WORK REQUEST> What lines in the data below mention the string "lower"? Copy them out.

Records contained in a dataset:
BEGIN
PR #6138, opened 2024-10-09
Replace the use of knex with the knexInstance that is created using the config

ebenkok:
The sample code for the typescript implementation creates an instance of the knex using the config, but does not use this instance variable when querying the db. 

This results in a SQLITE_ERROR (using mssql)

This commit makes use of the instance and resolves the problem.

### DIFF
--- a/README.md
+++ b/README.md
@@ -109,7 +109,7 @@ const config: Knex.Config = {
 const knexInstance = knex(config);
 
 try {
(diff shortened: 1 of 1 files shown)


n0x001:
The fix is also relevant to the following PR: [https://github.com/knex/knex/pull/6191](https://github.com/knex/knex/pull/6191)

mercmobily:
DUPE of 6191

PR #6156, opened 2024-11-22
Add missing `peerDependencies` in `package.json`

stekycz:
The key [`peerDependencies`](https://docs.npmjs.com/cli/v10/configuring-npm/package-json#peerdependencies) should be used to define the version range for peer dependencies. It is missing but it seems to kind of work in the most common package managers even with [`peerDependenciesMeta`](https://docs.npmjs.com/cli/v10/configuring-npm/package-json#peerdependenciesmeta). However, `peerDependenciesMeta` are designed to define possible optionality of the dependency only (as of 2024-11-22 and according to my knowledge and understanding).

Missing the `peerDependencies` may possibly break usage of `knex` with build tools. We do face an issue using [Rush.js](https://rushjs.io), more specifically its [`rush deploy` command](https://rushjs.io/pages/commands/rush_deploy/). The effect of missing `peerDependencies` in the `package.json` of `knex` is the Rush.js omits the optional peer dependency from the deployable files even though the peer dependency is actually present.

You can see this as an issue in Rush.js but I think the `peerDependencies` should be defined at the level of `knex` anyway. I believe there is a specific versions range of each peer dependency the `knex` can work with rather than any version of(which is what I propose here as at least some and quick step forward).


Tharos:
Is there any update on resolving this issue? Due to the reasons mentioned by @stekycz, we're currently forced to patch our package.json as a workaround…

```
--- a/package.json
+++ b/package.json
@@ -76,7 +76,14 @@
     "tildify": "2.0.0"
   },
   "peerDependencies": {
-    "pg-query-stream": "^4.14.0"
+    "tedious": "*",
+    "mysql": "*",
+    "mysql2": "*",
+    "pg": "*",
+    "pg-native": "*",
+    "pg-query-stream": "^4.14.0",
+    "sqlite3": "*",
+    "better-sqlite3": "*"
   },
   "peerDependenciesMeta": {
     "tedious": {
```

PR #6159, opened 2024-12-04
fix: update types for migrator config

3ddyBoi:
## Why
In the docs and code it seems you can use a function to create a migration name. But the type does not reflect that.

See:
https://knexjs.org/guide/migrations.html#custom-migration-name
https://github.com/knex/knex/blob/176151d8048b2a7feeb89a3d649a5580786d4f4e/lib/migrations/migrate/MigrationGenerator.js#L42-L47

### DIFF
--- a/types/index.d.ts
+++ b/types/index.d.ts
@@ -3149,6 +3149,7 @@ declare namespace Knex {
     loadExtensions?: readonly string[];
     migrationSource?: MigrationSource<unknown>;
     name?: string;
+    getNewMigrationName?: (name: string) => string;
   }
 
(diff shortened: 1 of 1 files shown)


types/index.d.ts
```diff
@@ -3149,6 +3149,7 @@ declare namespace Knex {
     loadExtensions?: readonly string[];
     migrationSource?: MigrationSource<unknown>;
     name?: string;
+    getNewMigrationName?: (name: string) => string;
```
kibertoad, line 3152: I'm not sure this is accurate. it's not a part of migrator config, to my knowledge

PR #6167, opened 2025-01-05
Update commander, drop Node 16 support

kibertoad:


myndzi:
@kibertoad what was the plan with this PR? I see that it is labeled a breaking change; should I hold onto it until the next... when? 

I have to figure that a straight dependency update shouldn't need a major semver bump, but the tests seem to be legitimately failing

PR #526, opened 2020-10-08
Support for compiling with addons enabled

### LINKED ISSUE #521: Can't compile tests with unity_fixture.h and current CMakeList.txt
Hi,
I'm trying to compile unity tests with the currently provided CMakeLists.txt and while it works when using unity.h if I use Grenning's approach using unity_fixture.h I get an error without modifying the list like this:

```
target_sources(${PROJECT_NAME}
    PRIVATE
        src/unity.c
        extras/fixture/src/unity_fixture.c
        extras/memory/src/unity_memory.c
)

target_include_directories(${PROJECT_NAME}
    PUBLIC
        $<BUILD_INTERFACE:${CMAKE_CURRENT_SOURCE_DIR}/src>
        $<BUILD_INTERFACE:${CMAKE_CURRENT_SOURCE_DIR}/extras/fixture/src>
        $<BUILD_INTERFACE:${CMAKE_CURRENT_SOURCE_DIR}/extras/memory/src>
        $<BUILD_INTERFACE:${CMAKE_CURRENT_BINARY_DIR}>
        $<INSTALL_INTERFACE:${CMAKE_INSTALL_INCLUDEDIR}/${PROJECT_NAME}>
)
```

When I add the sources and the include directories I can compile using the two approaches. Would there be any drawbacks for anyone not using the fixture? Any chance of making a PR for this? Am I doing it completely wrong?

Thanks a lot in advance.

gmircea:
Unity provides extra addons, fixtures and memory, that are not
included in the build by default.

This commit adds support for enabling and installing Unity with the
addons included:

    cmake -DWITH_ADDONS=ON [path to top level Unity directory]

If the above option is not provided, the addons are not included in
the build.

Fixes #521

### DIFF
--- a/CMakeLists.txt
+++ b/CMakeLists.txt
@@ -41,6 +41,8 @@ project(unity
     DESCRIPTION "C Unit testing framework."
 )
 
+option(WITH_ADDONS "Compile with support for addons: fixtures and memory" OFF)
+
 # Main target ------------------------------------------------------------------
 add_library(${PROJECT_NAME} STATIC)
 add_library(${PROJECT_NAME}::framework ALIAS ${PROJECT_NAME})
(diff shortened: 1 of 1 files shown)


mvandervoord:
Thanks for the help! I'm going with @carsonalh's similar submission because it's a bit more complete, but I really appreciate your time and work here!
END
BEGIN
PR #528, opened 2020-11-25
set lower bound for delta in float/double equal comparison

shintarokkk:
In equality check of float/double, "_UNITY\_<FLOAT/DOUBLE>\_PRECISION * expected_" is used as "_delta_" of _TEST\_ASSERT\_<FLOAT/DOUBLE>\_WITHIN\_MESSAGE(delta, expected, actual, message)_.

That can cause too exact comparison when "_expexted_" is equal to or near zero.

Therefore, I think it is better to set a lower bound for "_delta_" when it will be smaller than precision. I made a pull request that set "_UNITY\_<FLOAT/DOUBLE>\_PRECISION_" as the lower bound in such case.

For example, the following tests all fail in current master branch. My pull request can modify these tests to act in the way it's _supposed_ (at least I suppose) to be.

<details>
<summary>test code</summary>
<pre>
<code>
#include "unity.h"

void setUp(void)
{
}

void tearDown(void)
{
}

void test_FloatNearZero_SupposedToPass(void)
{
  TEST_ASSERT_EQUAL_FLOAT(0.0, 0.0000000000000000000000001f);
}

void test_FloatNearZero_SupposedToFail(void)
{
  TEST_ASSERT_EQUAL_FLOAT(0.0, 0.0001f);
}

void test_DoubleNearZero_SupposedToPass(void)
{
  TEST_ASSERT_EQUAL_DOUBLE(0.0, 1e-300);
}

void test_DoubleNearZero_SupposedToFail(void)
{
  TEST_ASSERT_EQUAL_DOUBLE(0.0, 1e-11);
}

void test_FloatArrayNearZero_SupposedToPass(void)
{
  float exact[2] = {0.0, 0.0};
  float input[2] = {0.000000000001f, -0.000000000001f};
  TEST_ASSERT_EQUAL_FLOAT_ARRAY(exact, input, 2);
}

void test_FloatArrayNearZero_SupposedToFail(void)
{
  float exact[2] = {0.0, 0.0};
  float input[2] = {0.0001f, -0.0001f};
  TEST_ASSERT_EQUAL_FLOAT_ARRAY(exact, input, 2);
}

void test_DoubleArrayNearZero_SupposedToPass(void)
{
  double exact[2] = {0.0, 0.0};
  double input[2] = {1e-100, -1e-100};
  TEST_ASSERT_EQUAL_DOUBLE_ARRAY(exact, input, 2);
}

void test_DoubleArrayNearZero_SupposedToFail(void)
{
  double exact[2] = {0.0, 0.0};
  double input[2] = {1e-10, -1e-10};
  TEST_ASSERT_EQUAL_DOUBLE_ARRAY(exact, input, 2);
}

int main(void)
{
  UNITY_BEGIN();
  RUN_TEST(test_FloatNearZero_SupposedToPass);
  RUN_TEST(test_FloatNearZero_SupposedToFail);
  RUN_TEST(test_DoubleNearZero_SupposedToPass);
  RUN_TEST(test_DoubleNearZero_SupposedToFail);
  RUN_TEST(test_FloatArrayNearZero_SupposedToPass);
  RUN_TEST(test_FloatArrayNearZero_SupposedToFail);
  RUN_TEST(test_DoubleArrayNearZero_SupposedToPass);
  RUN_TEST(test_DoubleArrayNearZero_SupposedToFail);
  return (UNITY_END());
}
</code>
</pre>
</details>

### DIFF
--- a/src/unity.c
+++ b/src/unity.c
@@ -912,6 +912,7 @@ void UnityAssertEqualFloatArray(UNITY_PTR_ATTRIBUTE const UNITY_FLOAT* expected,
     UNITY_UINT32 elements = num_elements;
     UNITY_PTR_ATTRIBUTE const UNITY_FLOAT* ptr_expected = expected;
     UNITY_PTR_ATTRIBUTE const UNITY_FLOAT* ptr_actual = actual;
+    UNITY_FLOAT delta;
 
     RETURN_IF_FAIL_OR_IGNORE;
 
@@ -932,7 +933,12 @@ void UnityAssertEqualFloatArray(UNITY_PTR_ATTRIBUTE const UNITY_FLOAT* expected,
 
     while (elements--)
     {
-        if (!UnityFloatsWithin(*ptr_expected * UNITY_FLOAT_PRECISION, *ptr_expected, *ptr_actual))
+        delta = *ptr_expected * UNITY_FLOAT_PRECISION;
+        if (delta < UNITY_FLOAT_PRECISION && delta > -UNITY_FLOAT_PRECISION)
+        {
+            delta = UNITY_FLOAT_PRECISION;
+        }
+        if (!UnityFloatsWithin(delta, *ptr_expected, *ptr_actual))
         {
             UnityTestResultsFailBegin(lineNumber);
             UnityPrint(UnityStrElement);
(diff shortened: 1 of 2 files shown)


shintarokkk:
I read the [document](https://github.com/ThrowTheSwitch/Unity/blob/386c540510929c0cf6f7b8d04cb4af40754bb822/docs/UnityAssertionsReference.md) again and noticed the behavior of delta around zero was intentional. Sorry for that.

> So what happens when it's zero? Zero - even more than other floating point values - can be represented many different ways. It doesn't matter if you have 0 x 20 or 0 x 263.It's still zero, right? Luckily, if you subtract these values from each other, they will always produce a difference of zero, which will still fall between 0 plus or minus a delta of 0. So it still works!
END
SOLUTION TO THIS PROBLEM>
set lower bound for delta in float/double equal comparison
Therefore, I think it is better to set a lower bound for "_delta_" when it will be smaller than precision. I made a pull request that set "_UNITY\_<FLOAT/DOUBLE>\_PRECISION_" as the lower bound in such case.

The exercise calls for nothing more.